Tommy has been a good friend of mine for years. I'm glad his suffering is over. He will be sorely missed. We lost one of Tommy's and my good friend Mike Priebe about a month ago. That was the last time I got to spend some time with him. RIP brother.


----------



## Walter (Dec 28, 2012)

Witch Brogans? Fuqua? I knew Jimmy and Richard in the machine shop on the Fuqua store.


----------



## Haute Pursuit (Jun 26, 2006)

Walter said:


> Witch Brogans? Fuqua? I knew Jimmy and Richard in the machine shop on the Fuqua store.


Yes sir.


----------



## smokinguntoo (Mar 28, 2012)

Tommy was on the counter.

SG2


----------



## Haute Pursuit (Jun 26, 2006)

smokinguntoo said:


> Tommy was on the counter.
> 
> SG2


Tommy's son was running the machine shop the last I heard.


----------



## Walter (Dec 28, 2012)

Parts house closed years ago then a little while after the machine shop closed....right?


----------



## Haute Pursuit (Jun 26, 2006)

Walter said:


> Parts house closed years ago then a little while after the machine shop closed....right?

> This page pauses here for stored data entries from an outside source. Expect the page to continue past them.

PR #1475, opened 2025-07-03
Continue the fix of the issue with job names w/o k8s version

nunnatsa:

Follow up #1473

The previous try to fix the issue didn't help, because the code is failing when running inside the gocli container, where the `KUBEVIRT_PROVIDER` environment variable is not defined.

This PR adds the missing environment variable when running the container.

**Release note**:
```release-note
None
```


nunnatsa:
Thanks @sradco. Had to fix the syntax. Now it should work. Could you PTAL?

Issue #1501, opened 2025-07-29
s390x,centos: Periodic centos 9 bump is failing for s390x


brianmcarey:
The periodic job that bumps the centos 9 base image for s390x is failing. 

```
 [2/3] STEP 7/7: RUN if test "$BUILDARCH" != "s390x"; then       /download_box.sh https://cloud.centos.org/centos/9-stream/x86_64/images/CentOS-Stream-Vagrant-9-$centos_version.x86_64.vagrant-libvirt.box &&       curl -L -o /initramfs-amd64.img http://mirror.stream.centos.org/9-stream/BaseOS/x86_64/os/images/pxeboot/initrd.img &&       curl -L -o /vmlinuz-amd64 http://mirror.stream.centos.org/9-stream/BaseOS/x86_64/os/images/pxeboot/vmlinuz;     else       /download_box.sh https://cloud.centos.org/centos/9-stream/s390x/images/CentOS-Stream-GenericCloud-9-$centos_version.s390x.qcow2 &&       export LIBGUESTFS_BACKEND=direct &&       guestfish --ro --add box.qcow2 --mount /dev/sda1:/ ls /boot/ | grep -E '^vmlinuz-|^initramfs-' | xargs -I {} guestfish --ro --add box.qcow2 -i copy-out /boot/{} / ;     fi
  % Total    % Received % Xferd  Average Speed   Time    Time     Time  Current
                                 Dload  Upload   Total   Spent    Left  Speed

  0     0    0     0    0     0      0      0 --:--:-- --:--:-- --:--:--     0
100   507  100   507    0     0    613      0 --:--:-- --:--:-- --:--:--   613
100   507  100   507    0     0    613      0 --:--:-- --:--:-- --:--:--   613
libguestfs: error: mount_options: mount_options_stub: /dev/sda1: No such file or directory 
```

https://prow.ci.kubevirt.io/view/gs/kubevirt-prow/logs/periodic-kubevirtci-bump-centos-base-s390x/1950087872417632256

nestoracunablanco:
@brianmcarey what do you think about my analysis? Do you need something else?

brianmcarey:
Hi @nestoracunablanco - thanks for looking into this. I'm afraid the job is still failing after the latest bump - https://prow.ci.kubevirt.io/view/gs/kubevirt-prow/logs/periodic-kubevirtci-bump-centos-base-s390x/1952580471313403904#1:build-log.txt%3A2191

[...]

PR #1503, opened 2025-07-30
fix: enable centos9 download curl command fail

nestoracunablanco:
The curl command does not fail when the download is unsuccesful, which causes the script to fail at a later point.

Error related to #1501

```release-note
NONE
```


dhiller (approved):
/approve

PR #1643, opened 2026-03-06
gocli: Increase default etcd in-memory tmpfs size from 512M to 1G

lyarwood:
## Summary

- Increases the default etcd in-memory tmpfs size from 512M to 1G to avoid etcd failures due to insufficient space.

Ref: https://github.com/kubevirt/kubevirt/issues/17019


dhiller (approved):
/approve

Thank you @lyarwood !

There is a BBQ joint where the parts shop was but to my knowledge the machine shop behind it is still running, unless it closed fairly recently.


----------



## Walter (Dec 28, 2012)

Haute Pursuit said:


> There is a BBQ joint where the parts shop was but to my knowledge the machine shop behind it is still running, unless it closed fairly recently.


 Oh i thought it closed.Last i talked with Jimmy and Richard they said they were shutting the doors on the place and this was a few years back....?.....maybe they decided not to.


----------



## Haute Pursuit (Jun 26, 2006)

Walter said:


> Oh i thought it closed.Last i talked with Jimmy and Richard they said they were shutting the doors on the place and this was a few years back....?.....maybe they decided not to.

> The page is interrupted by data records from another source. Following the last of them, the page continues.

PR #1657, opened 2026-03-23
fedora-with-test-tooling: Upgrade to fedora43

oshoval:
Upgrade the `fedora-with-test-tooling` container-disk image from Fedora 39 (EOL)
to Fedora 43, with all the compatibility fixes required to keep KubeVirt tests
working on the newer distribution.
Can be built with latest osinfo `fedora43`.

Additional motivation is the flakes, see please this [comment](https://github.com/kubevirt/kubevirt/issues/17085#issuecomment-4149870482).
Update the baseline, remove `pam_nologin`, so we can advance from here on fresh and updated baseline.

Tested on Kubevirt using https://github.com/kubevirt/kubevirt/pull/17257
Images are smaller, and hopefully some tests might be faster (at least versus raw F43) due to the changes.

Core upgrade
- Bump base image from F39 to F43

F43 compatibility fixes

- **chpasswd syntax** — `password`/`chpasswd` top-level keys removed in cloud-init 24.x; switch to `chpasswd.users` list format
- **Systemd shell integration** — systemd ≥258 injects OSC escape sequences via `PROMPT_COMMAND`/`PS0`, breaking `goexpect` regex matching in console tests; disable via `profile.d` drop-in
- **Classic NIC naming** — F43 enables predictable names (`enp1s0`) by default; restore `eth0` via `net.ifnames=0 biosdevname=0` through `grubby`
- **pam_nologin** — blocks non-root SSH logins during early boot, causing flaky test failures; remove from the SSH PAM stack (this is one of the reasons we have flakes since F39, see [issue](https://github.com/kubevirt/kubevirt/issues/17085)).
- **cloud-init datasource restriction** — without an explicit datasource_list, cloud-init 25.x probes all datasources including network-based ones (EC2, Azure, ...) each with their own timeout, delaying boot completion and blocking wait-for-cloud-init.service before qemu-guest-agent can start; restrict to [NoCloud, ConfigDrive, None] to complete instantly when no matching ISO is present
- **cloud-init target** — `wait-for-cloud-init.service` was `WantedBy=cloud-init.service`; correct to `WantedBy=cloud-init.target` for proper ordering against cloud-init completion
- **hostname -f** — the `resolve` NSS module returns the short hostname via systemd-resolved D-Bus; switch to `dns` so the stub resolver applies search domains and returns the FQDN
- **users_groups sed pattern** — fix match to use underscore as introduced on F43
- **nc setup** — replace ad-hoc `busybox.net` binary download with `dnf install nmap-ncat`; keep OpenBSD netcat as default `nc` via alternatives so cloud-init 25.x using `-U` (Unix sockets) keeps working, while tests can use `ncat` when needed
- **cloud-user definition** — add explicit `cloud-user` in cloud-config so modules referencing it do not fail when `users_groups` is removed
- **s390x boot artifacts** — regenerate boot artifacts (`dracut` + `zipl`) during provisioning to avoid bootmap/initramfs drift and early boot panics

Image build improvements
- **virt-sparsify** — replace `qemu-img convert` with `virt-sparsify --compress` for smaller images (zeroes unused blocks before compressing)

Fixes #

**Checklist**

**Release note**:

```release-note
None
```

### DIFF
--- a/cluster-provision/images/vm-image-builder/customize-image.sh
+++ b/cluster-provision/images/vm-image-builder/customize-image.sh
@@ -99,5 +99,5 @@ virt-sysprep -d $DOMAIN_NAME --operations machine-id,bash-history,logfiles,tmp-f
 # Remove VM
 undefine_vm "${DOMAIN_NAME}"
 
-# Convert image
-qemu-img convert -c -O qcow2 "${SOURCE_IMAGE_PATH}" "${CUSTOMIZE_IMAGE_PATH}"
+# Convert image, sparsify and compress
+virt-sparsify --compress "${SOURCE_IMAGE_PATH}" "${CUSTOMIZE_IMAGE_PATH}"
--- a/cluster-provision/images/vm-image-builder/fedora-with-test-tooling/cloud-config
+++ b/cluster-provision/images/vm-image-builder/fedora-with-test-tooling/cloud-config
@@ -66,13 +66,12 @@ runcmd:
   - sudo grubby --update-kernel=ALL --args="net.ifnames=0 biosdevname=0"
   - sudo systemctl daemon-reload
   - sudo dnf install -y kernel-modules-$(uname -r) qemu-guest-agent stress-ng virt-what vm-dump-metrics tpm2-tools netcat sg3_utils iperf3 wget tcpdump
-  # Download the busybox netcat and relpace it with the OpenBSD netcat
-  # To align with the netcat tool used in the Alpine image for network e2e testing
-  - if [ $(uname -m) == "aarch64" ]; then export CPUARCH="armv8l"; elif [ $(uname -m) == "s390x" ]; then export CPUARCH="s390x"; else export CPUARCH="x86_64"; fi
-  - sudo wget https://busybox.net/downloads/binaries/1.31.0-defconfig-multiarch-musl/busybox-${CPUARCH}
-  - sudo chmod +x busybox-${CPUARCH}
-  - sudo mv /usr/bin/nc /usr/bin/netcat-openbsd
-  - sudo mv busybox-${CPUARCH} /usr/bin/nc
+  # Install nmap-ncat in addition to OpenBSD netcat.
+  # Use "nc" when OpenBSD behavior is needed (cloud-init uses "nc -U").
+  # Use "ncat" when nmap-ncat behavior is needed (--recv-only, --no-shutdown,
+  # and server commands that use --sh-exec in tests).
+  - sudo dnf install -y nmap-ncat
+  - sudo alternatives --set nc /usr/bin/netcat
   - sudo dnf clean all
   - sudo systemctl enable wait-for-cloud-init
   - sudo systemctl enable qemu-guest-agent.service
--- a/cluster-provision/images/vm-image-builder/fedora-with-test-tooling/cloud-config
+++ b/cluster-provision/images/vm-image-builder/fedora-with-test-tooling/cloud-config
@@ -45,6 +45,12 @@ write_files:
     - path: /etc/profile.d/disable-bracketed-paste.sh
       content: |
         bind 'set enable-bracketed-paste off'
+    # Note: systemd>=258 (Fedora 43+) injects OSC 3008/8003 escape sequences
+    # via PROMPT_COMMAND and PS0 for shell integration. These break goexpect
+    # regex matching in console tests. Disable them at the profile level.
+    - path: /etc/profile.d/disable-systemd-shell-integration.sh
+      content: |
+        unset PROMPT_COMMAND PS0
 runcmd:
   - sudo systemctl daemon-reload
   - sudo dnf install -y kernel-modules-$(uname -r) qemu-guest-agent stress-ng virt-what vm-dump-metrics tpm2-tools netcat sg3_utils iperf3 wget tcpdump
--- a/cluster-provision/images/vm-image-builder/fedora-with-test-tooling/cloud-config
+++ b/cluster-provision/images/vm-image-builder/fedora-with-test-tooling/cloud-config
@@ -51,6 +51,15 @@ write_files:
     - path: /etc/profile.d/disable-systemd-shell-integration.sh
       content: |
         unset PROMPT_COMMAND PS0
+    # Restrict cloud-init datasource search to NoCloud, ConfigDrive, and None
+    # so that VMs booted without a cloud-init ISO (e.g. Freeze/Unfreeze tests)
+    # complete datasource detection in seconds instead of timing out through
+    # network-based datasources (EC2, Azure, ...) which can take many minutes
+    # on arm64. With NoCloud or ConfigDrive data injected by KubeVirt the
+    # behaviour is unchanged; without data cloud-init falls through to None.
+    - path: /etc/cloud/cloud.cfg.d/99-kubevirt-datasource.cfg
+      content: |
+        datasource_list: [NoCloud, ConfigDrive, None]
 runcmd:
   # Fedora 43+ uses predictable network interface names (e.g. enp1s0).
   # Many KubeVirt tests assume "eth0". Restore classic naming.
--- a/cluster-provision/images/vm-image-builder/fedora-with-test-tooling/cloud-config
+++ b/cluster-provision/images/vm-image-builder/fedora-with-test-tooling/cloud-config
@@ -88,4 +88,11 @@ runcmd:
   - |
     sudo sed -i 's/^hosts:.*/hosts:      files dns myhostname resolve [!UNAVAIL=return]/' /etc/nsswitch.conf
   - sudo sed -i '/pam_nologin/d' /etc/pam.d/sshd
+  # Ensure boot artifacts are refreshed on IBM Z. If cmdline/kernel artifacts drift,
+  # s390x can panic early with unknown-block and disabled-wait.
+  - |
+    if [ "$(uname -m)" = "s390x" ]; then
+      sudo dracut -f --regenerate-all
+      sudo zipl
+    fi
   - sudo shutdown
--- a/cluster-provision/images/vm-image-builder/fedora-with-test-tooling/cloud-config
+++ b/cluster-provision/images/vm-image-builder/fedora-with-test-tooling/cloud-config
@@ -52,6 +52,9 @@ write_files:
       content: |
         unset PROMPT_COMMAND PS0
 runcmd:
+  # Fedora 43+ uses predictable network interface names (e.g. enp1s0).
+  # Many KubeVirt tests assume "eth0". Restore classic naming.
+  - sudo grubby --update-kernel=ALL --args="net.ifnames=0 biosdevname=0"
   - sudo systemctl daemon-reload
   - sudo dnf install -y kernel-modules-$(uname -r) qemu-guest-agent stress-ng virt-what vm-dump-metrics tpm2-tools netcat sg3_utils iperf3 wget tcpdump
   # Download the busybox netcat and relpace it with the OpenBSD netcat
--- a/cluster-provision/images/vm-image-builder/fedora-with-test-tooling/cloud-config
+++ b/cluster-provision/images/vm-image-builder/fedora-with-test-tooling/cloud-config
@@ -71,9 +71,13 @@ runcmd:
   - sudo hostnamectl set-hostname "" --transient
   - sudo sed -i '/users_groups/d' /etc/cloud/cloud.cfg
   - sudo sed -i 's/^SELINUX=.*/SELINUX=permissive/' /etc/selinux/config
-  # Adjust /etc/nsswitch.conf to mitigate the bug with nss-myhostame which
-  # breaks FQDN: https://bugzilla.redhat.com/show_bug.cgi?id=2038634
+  # Prefer "dns" before "resolve" in nsswitch.conf hosts lookup order.
+  # In our test setup, the "resolve" NSS module (systemd-resolved D-Bus path)
+  # can return the local short hostname before DNS search domains are applied,
+  # so "hostname -f" may return only the short name.
+  # Keep "resolve [!UNAVAIL=return]" at the end to preserve fallback semantics.
+  # Note: use a literal block (|) to avoid YAML misinterpreting "hosts:" as a mapping key.
   - |
-    sudo sed -i 's/hosts:      files myhostname resolve \[\!UNAVAIL=return\] dns/hosts:      resolve \[\!UNAVAIL=return\] files myhostname dns/' /etc/nsswitch.conf
+    sudo sed -i 's/^hosts:.*/hosts:      files dns myhostname resolve [!UNAVAIL=return]/' /etc/nsswitch.conf
   - sudo sed -i '/pam_nologin/d' /etc/pam.d/sshd
   - sudo shutdown
--- a/cluster-provision/images/vm-image-builder/fedora-with-test-tooling/cloud-config
+++ b/cluster-provision/images/vm-image-builder/fedora-with-test-tooling/cloud-config
@@ -75,4 +75,5 @@ runcmd:
   # breaks FQDN: https://bugzilla.redhat.com/show_bug.cgi?id=2038634
   - |
     sudo sed -i 's/hosts:      files myhostname resolve \[\!UNAVAIL=return\] dns/hosts:      resolve \[\!UNAVAIL=return\] files myhostname dns/' /etc/nsswitch.conf
+  - sudo sed -i '/pam_nologin/d' /etc/pam.d/sshd
   - sudo shutdown
--- a/cluster-provision/images/vm-image-builder/fedora-with-test-tooling/cloud-config
+++ b/cluster-provision/images/vm-image-builder/fedora-with-test-tooling/cloud-config
@@ -69,7 +69,7 @@ runcmd:
   - sudo systemctl enable qemu-guest-agent.service
   - sudo hostnamectl set-hostname ""
   - sudo hostnamectl set-hostname "" --transient
-  - sudo sed -i /users-groups/d /etc/cloud/cloud.cfg
+  - sudo sed -i '/users_groups/d' /etc/cloud/cloud.cfg
   - sudo sed -i 's/^SELINUX=.*/SELINUX=permissive/' /etc/selinux/config
   # Adjust /etc/nsswitch.conf to mitigate the bug with nss-myhostame which
   # breaks FQDN: https://bugzilla.redhat.com/show_bug.cgi?id=2038634
--- a/cluster-provision/images/vm-image-builder/fedora-with-test-tooling/cloud-config
+++ b/cluster-provision/images/vm-image-builder/fedora-with-test-tooling/cloud-config
@@ -1,7 +1,11 @@
 #cloud-config
-password: fedora
-chpasswd: { expire: False }
 ssh_pwauth: yes
+chpasswd:
+  users:
+    - name: fedora
+      password: fedora
+      type: text
+  expire: false
 write_files:
     - path: /etc/modules-load.d/mlx5.conf
       content: |
--- a/cluster-provision/images/vm-image-builder/fedora-with-test-tooling/cloud-config
+++ b/cluster-provision/images/vm-image-builder/fedora-with-test-tooling/cloud-config
@@ -37,7 +37,7 @@ write_files:
           RemainAfterExit=true
 
           [Install]
-          WantedBy=cloud-init.service
+          WantedBy=cloud-init.target
     # Note: bash and libreadline in Fedora 35 come with 'bracketed-paste' mode
     # enabled by default. This results in extra escape sequences in the
     # console output. The mode is explicitly disabled here to make the existing
--- a/cluster-provision/images/vm-image-builder/fedora-with-test-tooling/cloud-config
+++ b/cluster-provision/images/vm-image-builder/fedora-with-test-tooling/cloud-config
@@ -1,9 +1,16 @@
 #cloud-config
 ssh_pwauth: yes
+users:
+  - name: cloud-user
+    sudo: ALL=(ALL) NOPASSWD:ALL
+    shell: /bin/bash
 chpasswd:
   users:
     - name: fedora
       password: fedora
+      type: text
+    - name: cloud-user
+      password: cloud-user
       type: text
   expire: false
 write_files:
--- a/cluster-provision/images/vm-image-builder/fedora-with-test-tooling/image-url
+++ b/cluster-provision/images/vm-image-builder/fedora-with-test-tooling/image-url
@@ -1,1 +1,1 @@
-https://archives.fedoraproject.org/pub/archive/fedora/linux/releases/39/Cloud/x86_64/images/Fedora-Cloud-Base-39-1.5.x86_64.qcow2
+https://download.fedoraproject.org/pub/fedora/linux/releases/43/Cloud/x86_64/images/Fedora-Cloud-Base-Generic-43-1.6.x86_64.qcow2
--- a/cluster-provision/images/vm-image-builder/fedora-with-test-tooling/image-url-arm64
+++ b/cluster-provision/images/vm-image-builder/fedora-with-test-tooling/image-url-arm64
@@ -1,1 +1,1 @@
-https://archives.fedoraproject.org/pub/archive/fedora/linux/releases/39/Cloud/aarch64/images/Fedora-Cloud-Base-39-1.5.aarch64.qcow2
+https://download.fedoraproject.org/pub/fedora/linux/releases/43/Cloud/aarch64/images/Fedora-Cloud-Base-Generic-43-1.6.aarch64.qcow2
--- a/cluster-provision/images/vm-image-builder/fedora-with-test-tooling/image-url-s390x
+++ b/cluster-provision/images/vm-image-builder/fedora-with-test-tooling/image-url-s390x
@@ -1,1 +1,1 @@
-https://archives.fedoraproject.org/pub/fedora-secondary/releases/39/Cloud/s390x/images/Fedora-Cloud-Base-39-1.5.s390x.qcow2
+https://download.fedoraproject.org/pub/fedora-secondary/releases/43/Cloud/s390x/images/Fedora-Cloud-Base-Generic-43-1.6.s390x.qcow2
--- a/cluster-provision/images/vm-image-builder/fedora-with-test-tooling/os-variant
+++ b/cluster-provision/images/vm-image-builder/fedora-with-test-tooling/os-variant
@@ -1,1 +1,1 @@
-fedora39
+fedora43


cluster-provision/images/vm-image-builder/fedora-with-test-tooling/cloud-config
```diff
@@ -37,7 +37,7 @@ write_files:
           RemainAfterExit=true
 
           [Install]
-          WantedBy=cloud-init.service
+          WantedBy=cloud-init.target
```
ormergi: Is it a new target name comes with newer clould-init?
Or the WantedBy use the wrong target in the first place?

ormergi (commented):
Thank for the PR
Finally we can have newer fedora tests, nice!

There are few changes in the PR that were done to retain current behavior to avoid test failures.
IMO those changes should be addressed on kubevirt/kubevirt side, preferably on the PR that bring this PR changes, instead of addressed by workarounds for the image.

Having test being fixed instead of modifying the image, will make the image more portable and resilient to future changes making upgrades much easier:

- Disable systemd shell integration: tests console code adapt and use the new shell prefix.
- Classic interface naming (ethX): new default is predictable names (enp1s0..), tests should avoid hard-coding inface names as much as possible and relay on existing APIs instead (e.g.: status.ifaces..)
- BusyBox netcant wrapper: tests currently assume BusyBox version exist, tests should change to work with the netcat version that comes with fedora out-of-the-box (same goes for other tools).
  (To avoid that in the future we may need some wrapper for such tools.)
-  hostname -f to produce full FQDN hostnames: test expects full FQDN hostnames, not sure its a must. If not, test should use different tool or adapt.

oshoval:
> Thank for the PR Finally we can have newer fedora tests, nice!
> 
> There are few changes in the PR that were done to retain current behavior to avoid test failures. IMO those changes should be addressed on kubevirt/kubevirt side, preferably on the PR that bring this PR changes, instead of addressed by workarounds for the image.
> 
> Having test being fixed instead of modifying the image, will make the image more portable and resilient to future changes making upgrades much easier:
> 
> * Disable systemd shell integration: tests console code adapt and use the new shell prefix.
> * Classic interface naming (ethX): new default is predictable names (enp1s0..), tests should avoid hard-coding inface names as much as possible and relay on existing APIs instead (e.g.: status.ifaces..)
> * BusyBox netcant wrapper: tests currently assume BusyBox version exist, tests should change to work with the netcat version that comes with fedora out-of-the-box (same goes for other tools).
>   (To avoid that in the future we may need some wrapper for such tools.)
> * hostname -f to produce full FQDN hostnames: test expects full FQDN hostnames, not sure its a must. If not, test should use different tool or adapt.

Thanks,
I dont agree, having the image ready for our tests proved itself more bullet proof, for exampled when we fixed at the past the login by removing the user-groups.
Moreover, some of those you mentioned are real bugs, for example the FDQN, the fix was already there, i just adapted it to F43.
Same for shell itegration, it is not about prefix, it is because of noisy chars, same as there is few lines above it for other type of chars.
Lets consider one by one inline please, and see more opinions on which side should fix them, those are just examples.

EdDev (commented):
Thank you!

Most of the changes here looks great.
I had some comments, especially with the last one.

oshoval:
btw for visibility 

not sure if this one is a must
https://github.com/kubevirt/kubevirtci/pull/1657/commits/c048328e05960422c846485fef51671b994d704b
was done in the middle of researching, it is correct for kubevirt, but all might pass without it

cluster-provision/images/vm-image-builder/customize-image.sh
```diff
@@ -73,6 +73,51 @@ else
   consoleconfig=""
 fi
 
+# For Fedora variants: verify the requested version is known to the local
+# osinfo-db. os-variant is only a hint for virt-install driver/feature
+# selection and has no effect on the image itself.
+function check_remote_osinfo_variant() {
```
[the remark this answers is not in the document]
oshoval: dropped from this PR

cluster-provision/images/vm-image-builder/fedora-with-test-tooling/cloud-config
```diff
@@ -71,9 +71,13 @@ runcmd:
...
-  # breaks FQDN: https://bugzilla.redhat.com/show_bug.cgi?id=2038634
+  # Use plain "dns" instead of "resolve" in nsswitch.conf hosts lookup order.
+  # The "resolve" NSS module uses systemd-resolved's D-Bus API which returns the
+  # local short hostname before applying DNS search domains, so "hostname -f" returns
+  # just the short name. The "dns" module queries the stub resolver (127.0.0.53)
+  # directly, which applies search domains and returns the correct FQDN.
+  # Note: use a literal block (|) to avoid YAML misinterpreting "hosts:" as a mapping key.
   - |
-    sudo sed -i 's/hosts:      files myhostname resolve \[\!UNAVAIL=return\] dns/hosts:      resolve \[\!UNAVAIL=return\] files myhostname dns/' /etc/nsswitch.conf
+    sudo sed -i 's/^hosts:.*/hosts:      files dns myhostname/' /etc/nsswitch.conf
```
EdDev, line 81: Do you know which tests are effected by this one?
I do not like that we mess up with the default behavior and find it hacky.

It is like declaring that Fedora is not behaving well for our e2e tests.
But then, we should probably have done tweaks per the are of tests which require it, so it will be clearer.

To be clear, our e2e tests are suppose to express user interaction with the system and it is an edge case that we need to adjust the OS to the user.

cluster-provision/images/vm-image-builder/fedora-with-test-tooling/cloud-config
```diff
@@ -51,6 +51,15 @@ write_files:
...
         unset PROMPT_COMMAND PS0
+    # Restrict cloud-init datasource search to NoCloud, ConfigDrive, and None
+    # so that VMs booted without a cloud-init ISO (e.g. Freeze/Unfreeze tests)
+    # complete datasource detection in seconds instead of timing out through
+    # network-based datasources (EC2, Azure, ...) which can take many minutes
+    # on arm64. With NoCloud or ConfigDrive data injected by KubeVirt the
+    # behaviour is unchanged; without data cloud-init falls through to None.
+    - path: /etc/cloud/cloud.cfg.d/99-kubevirt-datasource.cfg
+      content: |
+        datasource_list: [NoCloud, ConfigDrive, None]
```
EdDev, line 62: I noticed additional types are added and requested. Can you check that no new stuff are in the pipeline?

I guess that the e2e tests coverage should alarm us if new types are introduced, as those tests will probably fail and require adjusting the config.

cluster-provision/images/vm-image-builder/fedora-with-test-tooling/cloud-config
oshoval: we already had this fix, see previous line, i just adapted it to F43
it affects the subdomain tests, that one that need FQDN `hostname -f` once subdomain is declared

see please commit message as well
https://github.com/kubevirt/kubevirtci/pull/1657/commits/ab1bc30a94bee183f6dc3117c64b58cd1a769a2d

cluster-provision/images/vm-image-builder/fedora-with-test-tooling/cloud-config
oshoval: > I noticed additional types are added and requested. Can you check that no new stuff are in the pipeline?

where ? 

> I guess that the e2e tests coverage should alarm us if new types are introduced, as those tests will probably fail and require adjusting the config.

indeed all passed, we are safe in that aspect, and if needed can add according needs
note please that this is the only commit i think we might able to drop, unless we find out its indeed required / saves boot time,
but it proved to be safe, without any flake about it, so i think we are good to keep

I'll let you know for sure. I plan on going to Tommy's services.


----------



## Walter (Dec 28, 2012)

Haute Pursuit said:


> I'll let you know for sure. I plan on going to Tommy's services.


Ok.If you run into Jimmy Kent or Richard find out what they are doing.


----------



## Haute Pursuit (Jun 26, 2006)

Walter said:


> Ok.If you run into Jimmy Kent or Richard find out what they are doing.


Will do.


----------



## Mrschasintail (Dec 8, 2004)

My Dad is Jim Kent. Machine shop is still open. Richard has not been there in years. Kent Machine and Automotive. 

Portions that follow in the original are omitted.